Challenge 2: Aggregations and Grouping

Challenge

In this challenge you will practice grouping data and calculating summary statistics using PySpark.

Use the daily-weather-data-sample.csv dataset.

Tasks:

  1. Load the dataset daily-weather-data-sample.csv into a Spark DataFrame.
  2. Group the dataset by city_location_identifier__up_to_9_alphanumeric_characters_.
  3. Calculate the following aggregations for each city:
    • The average temperature
    • The maximum temperature
    • The minimum temperature
  4. Sort the results by average temperature (highest first).
  5. Display the final DataFrame.

You should use the following functions:

  • groupBy()
  • agg()
  • avg()
  • max()
  • min()
  • orderBy()

Potential Solution

One possible solution is shown below.
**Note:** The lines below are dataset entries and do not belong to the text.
PR #6109, opened 2025-05-21
fix an issue where omnibar would be stuck in wrong width after orientation change

LukasPaczos:
Task/Issue URL: https://app.asana.com/1/137249556945/project/1157893581871903/task/1210317910216891?focus=true

### Description
Fixes an issue where omnibar would be stuck in wrong width after orientation change.

Initially, I thought this is because of the state update which occurs right after `onSizeChanged` and re-locks the dimensions but after refactoring the code to ensure animation is started only when needed, I realized that the issue was due to some race condition within the Android framework while the layout params were being updated directly in the `onSizeChanged` loop.

With the layout inspector, this is what I found out:
1. We are in an unfocused state, the card's content is `match_parent`, as expected:
Screenshot from 2025-05-21 11-36-51
2. We click into the omnibar and grab focus, the card's contents get locked so that they don't move while the card animates:
Screenshot from 2025-05-21 11-37-05
3. We rotate the screen and the dimensions get unlocked (they are `match_parent` now) but they view doesn't adjust to the new size.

This example groups the dataset by city and calculates several summary statistics for temperature.

from pyspark.sql.functions import col, avg, max, min

# Load the dataset
weather = spark.read.csv(
    "data/daily-weather-data-sample.csv",
    header=True,
    inferSchema=True
)

# Step 1: Group the data by city
city_weather = weather.groupBy(
    "city_location_identifier__up_to_9_alphanumeric_characters_"
)

# Step 2: Calculate aggregation statistics
weather_summary = city_weather.agg(
    avg("average_temperature_c___float_value_to_nearest_hundredths_place").alias("avg_temp"),
    max("maximum_temperature_c___float_value_to_nearest_hundredths_place").alias("max_temp"),
    min("minimum_temperature_c___float_value_to_nearest_hundredths_place").alias("min_temp")
)

# Step 3: Sort by average temperature (highest first)
sorted_weather = weather_summary.orderBy(col("avg_temp").desc())

# Display the result
display(sorted_weather)

Explanation

  • groupBy() groups rows that share the same value (in this case, the same city).
  • agg() allows multiple aggregation calculations to be performed at once.
  • avg(), max(), and min() compute summary statistics for each group.
  • alias() renames the resulting columns so they are easier to read.
  • orderBy() sorts the aggregated results.
  • display() shows the final DataFrame.